Most small church pastors know they should be doing something for the men in their congregation. Most of them also have no idea where to start, no budget to work with, and no model that fits their context. The large church men’s conference model does not translate to a congregation of 60 people in a rural community.
This guide is for the pastor or lay leader who wants to build something real for the men in their church, starting from nothing.
Why Men’s Ministry Matters in a Small Church
In most small churches, men are the most underserved demographic. They attend less consistently than women, participate in fewer ministries, and are less likely to be in any kind of discipleship relationship. This is not because men do not care about their faith. It is because most church programming was not designed with men in mind.
of regular churchgoers are men, compared to 61% women (Barna Group, 2023)
of men who attend church regularly say they have no close male friends in the congregation (Barna Group, 2022)

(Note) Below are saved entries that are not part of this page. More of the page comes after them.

PR #4660, opened 2023-01-17
Add a new item to the WooCommerce Task List with a link to the MP wizard [MAILPOET-4814]

rodrigoprimo:
## Description

This PR adds a new item to the WooCommerce Task List with a link to the MP wizard (see ticket description for more details). It also adds a new Mixpanel event to track when the user arrives to the MP wizard via the WooCommerce task list item.

## Code review notes

- To check that Mixpanel tracking is working you can add `debug: true` to [/mailpoet/assets/js/lib/analytics.js#L9](https://github.com/mailpoet/mailpoet/blob/c368b130b84ca66dcee6b91bd99eb754de8cd330/mailpoet/assets/js/lib/analytics.js#L9) (see https://developer.mixpanel.com/docs/javascript#debug-mode).
- Since Mixpanel is not enabled before the user finishes the wizard, I had to store the information that we want to send an event to Mixpanel in a setting and use it later in a different request. I have some doubts about this implementation, and I left a few questions in inline comments.

## QA notes

- Go to /wp-admin/admin.php?page=wc-admin
- If the user never completed the MP Welcome Wizard, check that there is a link under `Things to do next` pointing the user to the MP wizard. If the user completed the wizard, the same link should point to the newsletters page. In the future, we will update this to point to the MP homepage (https://mailpoet.atlassian.net/browse/MAILPOET-4926).
- Check that the MP Welcome Wizard still works as expected.

## Linked PRs

_N/A_

## Linked tickets

[MAILPOET-4814]

## After-merge notes

_N/A_

[MAILPOET-4814]: https://mailpoet.atlassian.net/browse/MAILPOET-4814?atlOrigin=eyJpIjoiNWRkNTljNzYxNjVmNDY3MDlhMDU5Y2ZhYzA5YTRkZjUiLCJwIjoiZ2l0aHViLWNvbS1KU1cifQ

### DIFF
--- a/mailpoet/assets/js/src/newsletters/listings/standard.jsx
+++ b/mailpoet/assets/js/src/newsletters/listings/standard.jsx
@@ -187,25 +187,6 @@ class NewsletterListStandardComponent extends Component {
     };
   }
 
-  componentDidMount() {
-    // Send event that the MP wizard was loaded via the WooCommerce home page to Mixpanel and delete the corresponding setting.
-    // We need to do this after the user completes the wizard, since before that tracking is not enabled.
-    if (window.mailpoet_track_wizard_loaded_via_woocommerce) {
-      MailPoet.trackEvent(
-        'User opened the MailPoet setup task in WooCommerce > Home',
-        {
-          'WooCommerce version': MailPoet.woocommerceVersion,
-        },
-      );
-      MailPoet.Ajax.post({
-        api_version: window.mailpoet_api_version,
-        endpoint: 'settings',
-        action: 'delete',
-        data: 'send_event_that_wizard_was_loaded_via_woocommerce',
-      });
-    }
-  }
-
   renderItem = (newsletter, actions, meta) => {
     const rowClasses = classnames(
       'manage-column',
--- a/mailpoet/assets/js/src/newsletters/listings/standard.jsx
+++ b/mailpoet/assets/js/src/newsletters/listings/standard.jsx
@@ -200,8 +200,8 @@ class NewsletterListStandardComponent extends Component {
       MailPoet.Ajax.post({
         api_version: window.mailpoet_api_version,
         endpoint: 'settings',
-        action: 'set',
-        data: { send_event_that_wizard_was_loaded_via_woocommerce: 0 },
+        action: 'delete',
+        data: 'send_event_that_wizard_was_loaded_via_woocommerce',
       });
     }
   }
--- a/mailpoet/assets/js/src/newsletters/listings/standard.jsx
+++ b/mailpoet/assets/js/src/newsletters/listings/standard.jsx
@@ -187,6 +187,25 @@ class NewsletterListStandardComponent extends Component {
     };
   }
 
+  componentDidMount() {
+    // Send event that the MP wizard was loaded via the WooCommerce home page to Mixpanel and delete the corresponding setting.
+    // We need to do this after the user completes the wizard, since before that tracking is not enabled.
+    if (window.mailpoet_track_wizard_loaded_via_woocommerce) {
+      MailPoet.trackEvent(
+        'User opened the MailPoet setup task in WooCommerce > Home',
+        {
+          'WooCommerce version': MailPoet.woocommerceVersion,
+        },
+      );
+      MailPoet.Ajax.post({
+        api_version: window.mailpoet_api_version,
+        endpoint: 'settings',
+        action: 'set',
+        data: { send_event_that_wizard_was_loaded_via_woocommerce: 0 },
+      });
+    }
+  }
+
   renderItem = (newsletter, actions, meta) => {
     const rowClasses = classnames(
       'manage-column',
--- a/mailpoet/lib/WooCommerce/MailPoetTask.php
+++ b/mailpoet/lib/WooCommerce/MailPoetTask.php
@@ -1,0 +1,74 @@
+<?php declare(strict_types = 1);
+
+namespace MailPoet\WooCommerce;
+
+use Automattic\WooCommerce\Admin\Features\OnboardingTasks\Task;
+use MailPoet\Config\Menu;
+use MailPoet\DI\ContainerWrapper;
+use MailPoet\Settings\SettingsController;
+
+/**
+ * MailPoet task that is added to the WooCommerce homepage.
+ */
+class MailPoetTask extends Task {
+  /**
+   * @return string
+   */
+  public function get_id() { // phpcs:ignore PSR1.Methods.CamelCapsMethodName.NotCamelCaps
+    return 'mailpoet_task';
+  }
+
+  /**
+   * @return string
+   */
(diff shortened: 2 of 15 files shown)


mailpoet/assets/js/src/newsletters/listings/standard.jsx
```diff
@@ -187,6 +187,25 @@ class NewsletterListStandardComponent extends Component {
     };
   }
 
+  componentDidMount() {
+    // Send event that the MP wizard was loaded via the WooCommerce home page to Mixpanel and delete the corresponding setting.
+    // We need to do this after the user completes the wizard, since before that tracking is not enabled.
+    if (window.mailpoet_track_wizard_loaded_via_woocommerce) {
```
rodrigoprimo: I'm not sure if this is the best place to put the code that sends the Mixpanel event and updates the setting.

mailpoet/assets/js/src/newsletters/listings/standard.jsx
```diff
@@ -187,6 +187,25 @@ class NewsletterListStandardComponent extends Component {
...
+      MailPoet.trackEvent(
+        'User opened the MailPoet setup task in WooCommerce > Home',
+        {
+          'WooCommerce version': MailPoet.woocommerceVersion,
+        },
+      );
+      MailPoet.Ajax.post({
+        api_version: window.mailpoet_api_version,
+        endpoint: 'settings',
+        action: 'set',
```
rodrigoprimo: Ideally, I would like to remove the setting instead of changing its value. But it seems there is no method in our API to do that and I was not sure if I should add one. Thoughts?

I also considered using WP options, but it seems there is no WP REST API endpoint for options.

mailpoet/assets/js/src/newsletters/listings/standard.jsx
```diff
@@ -187,6 +187,25 @@ class NewsletterListStandardComponent extends Component {
     };
   }
 
+  componentDidMount() {
```
rodrigoprimo: I opted not to refactor this file to TSX as I already spent way more time than I wanted on this ticket. I tried to do the refactor but ran into some issues that were not straightforward to fix and decided to leave it to another moment.

mailpoet/lib/WooCommerce/MailPoetTask.php
```diff
@@ -0,0 +1,74 @@
...
+use MailPoet\Settings\SettingsController;
+
+/**
+ * MailPoet task that is added to the WooCommerce homepage.
+ */
+class MailPoetTask extends Task {
+  /**
+   * @return string
+   */
+  public function get_id() { // phpcs:ignore PSR1.Methods.CamelCapsMethodName.NotCamelCaps
```
costasovo: It is just a detail, but could we use a return type hint instead of the PHP doc return parameter? Tyhehints are checked runtime PHPdoc might become outdated. Or is there some reason/risk why we can't use type hints?

mailpoet/assets/js/src/newsletters/listings/standard.jsx
costasovo: I see that [the SettingsController has a method for deleting a setting](https://github.com/mailpoet/mailpoet/blob/926620e8f82ca691f1c11f6e973a2f86a6117522/mailpoet/lib/Settings/SettingsController.php#L117) so we could add the endpoint.

mailpoet/assets/js/src/newsletters/listings/standard.jsx
costasovo: Hmm. That is tricky. I'm currently working on the new homepage so after the homepage lands Emails will no longer be the page where we send users from the wizard.

I think we might not to put it anywhere in React, but maybe a simple `document.addEventListener('DOMContentLoaded', trackWizardLoaded)` could work. It can be placed into a separate file just needs to be added to [webpack_admin_index.tsx](https://github.com/mailpoet/mailpoet/blob/671c7eed7db526acb21e78cb8b3e6ff381e31685/mailpoet/assets/js/src/webpack_admin_index.tsx) so that it is bundled within admin JS which we include on every MailPoet admin page.
The DOMContentLoaded event should be enough to make sure `MailPoet.trackEvent` is available. We don't need to wait for Mixpanel to load because this is handled inside the `MailPoet.trackEvent` ([#](https://github.com/mailpoet/mailpoet/blob/trunk/mailpoet/assets/js/src/analytics_event.js#L68-L75)).

What do you think about such an approach? Would that work for you?

costasovo (commented):
Good stuff! Thank you for preparing a fix for the issue with incorrect doctypes in Woo.

I added one comment and tried to answer your questions.

mailpoet/lib/WooCommerce/MailPoetTask.php
rodrigoprimo: Good point. I used an example class from a WooCommerce extension and didn't pause to reflect on the fact that I could use return type hints instead of docblocks precisely for the reason that you mentioned. Thanks for pointing that out. It is now fixed.

mailpoet/assets/js/src/newsletters/listings/standard.jsx
rodrigoprimo: I considered this option, but I wasn't sure if that was a desirable endpoint or not. Since you also think it is a good approach, I added it in a new commit.

mailpoet/assets/js/src/newsletters/listings/standard.jsx
rodrigoprimo: I went with the approach that you suggested.

The only downside that I see is that we are adding this script to every single page. That is not a big deal since it is the admin and it applies only to MP pages. I considered adding a check to load it only in the home page, but I thought this check could be a bit brittle and break in the future due to changes that we might implement. So I used only the DOMContentLoaded event.

rodrigoprimo:
Thanks for the review, @costasovo. I implemented the changes that you suggested. Could you please take another look at this PR?

mailpoet/assets/js/src/newsletters/listings/standard.jsx
costasovo: > The only downside that I see is that we are adding this script to every single page.

Good point! But in most cases, it only checks if `window.mailpoet_track_wizard_loaded_via_woocommerce` is set so I think it is not a big deal.

costasovo (dismissed):
LGTM!

mailpoet/assets/js/src/newsletters/listings/standard.jsx
rodrigoprimo: Yeah, I agree

Aschepikov (dismissed):
GJ!

Aschepikov:
Hi, @rodrigoprimo there are some conflicts, can you resolve them pls

rodrigoprimo:
@Aschepikov, thanks for the ping. I fixed the conflict. CircleCI is now failing but it doesn't seem to be related to this PR as trunk is also failing with the same error.

Aschepikov (approved):
GJ!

small churches have no intentional men’s ministry of any kind
When men are discipled, families are strengthened. When men lead well in the church, the whole congregation benefits. Men’s ministry is not a nice-to-have. It is a pastoral priority.
What Does Not Work
Before building something, it helps to know what to avoid.
- Tuesday morning Bible study: Most working men cannot attend a weekday morning event. If your men’s ministry only meets when men are at work, you have already excluded most of your congregation.
- Annual men’s retreat as the only event: One event per year does not build community. It builds a memory.
- Copying the large church model: A men’s conference with a worship band, a keynote speaker, and breakout sessions requires resources most small churches do not have and creates an experience that does not translate to ongoing discipleship.
- Waiting for men to show up: Men rarely self-select into church programs. They respond to personal invitation from someone they respect.
What Actually Works
Effective men’s ministry in a small church is built on three things: shared activity, honest conversation, and consistent meeting.
Shared Activity
Men bond through doing things together. A work project, a hunting trip, a fishing morning, fixing something at the church building, helping a member move, building something for a community organization. The activity is the entry point. The conversation that happens during and after the activity is the ministry.
Identify something that needs to be done, recruit three or four men to help, and work together. After the project, go get breakfast. That is your first men’s ministry event. Build from there.
Honest Conversation
Men will not open up in a large group setting with men they do not know well. They will open up in a small group of three to five men who have built trust over time. The goal of men’s ministry is not to get men to talk about their feelings. It is to create the conditions where honest conversation becomes natural.
Questions that work in men’s groups:
- What is the hardest thing about your life right now?
- Where are you winning? Where are you losing?
- What does your wife or family need from you that you are not giving them?
- What is one thing you want to be true of your life in five years?
Consistent Meeting
Consistency matters more than frequency. A group of men who meet every other Saturday morning for breakfast and conversation will build more community than a group that meets weekly but cancels half the time. Pick a schedule you can actually keep and keep it.
Formats That Work for Small Churches
Early Morning Breakfast Group
Saturday morning, 7:00 to 8:30 AM. Breakfast at a local diner or at the church. A brief Scripture reading, one discussion question, and prayer. Low barrier, high consistency. Works well for men who have family commitments on Saturday afternoons.
Work Project Ministry
Monthly or quarterly projects serving church members or the community. Yard work for an elderly widow, painting a room for a single mom, building something for a local school. Men who will not come to a Bible study will often show up to help someone in need.
Small Accountability Group
Three to four men who meet weekly or every other week. No curriculum required. Three questions: How are you doing spiritually? How are you doing with your family? What do you need prayer for? This format produces the deepest discipleship of any men’s ministry structure.
Seasonal Study
A six to eight week study on a specific topic, meeting in the evening. Works well for men who cannot commit to an ongoing group but can commit to a defined series. Topics that draw men: biblical manhood, financial stewardship, marriage, leadership, prayer.
How to Get Men to Show Up
Personal invitation is the only reliable way to get men into a men’s ministry. Not announcements from the pulpit. Not bulletin inserts. A personal conversation from a man they respect: “I am starting something on Saturday mornings. I want you there.”
Start with the men who are already engaged. Ask them to each invite one other man. Do not try to reach every man in the church at once. Build a core of three to five committed men and let the ministry grow from there.
The Pastor’s Role
The pastor does not have to lead the men’s ministry. In fact, it is often better if he does not. A lay leader who is respected by the men in the congregation can often recruit and lead more effectively than the pastor.
The pastor’s role is to champion the ministry publicly, pray for it consistently, and show up when he can. He does not need to be at every event. He needs to make clear that men’s discipleship is a priority for the church.
Identify one man in your congregation who is hungry to grow. Call him. Ask him to meet for coffee. Tell him you want to start something for the men of the church and you want him involved. That conversation is the beginning of your men’s ministry.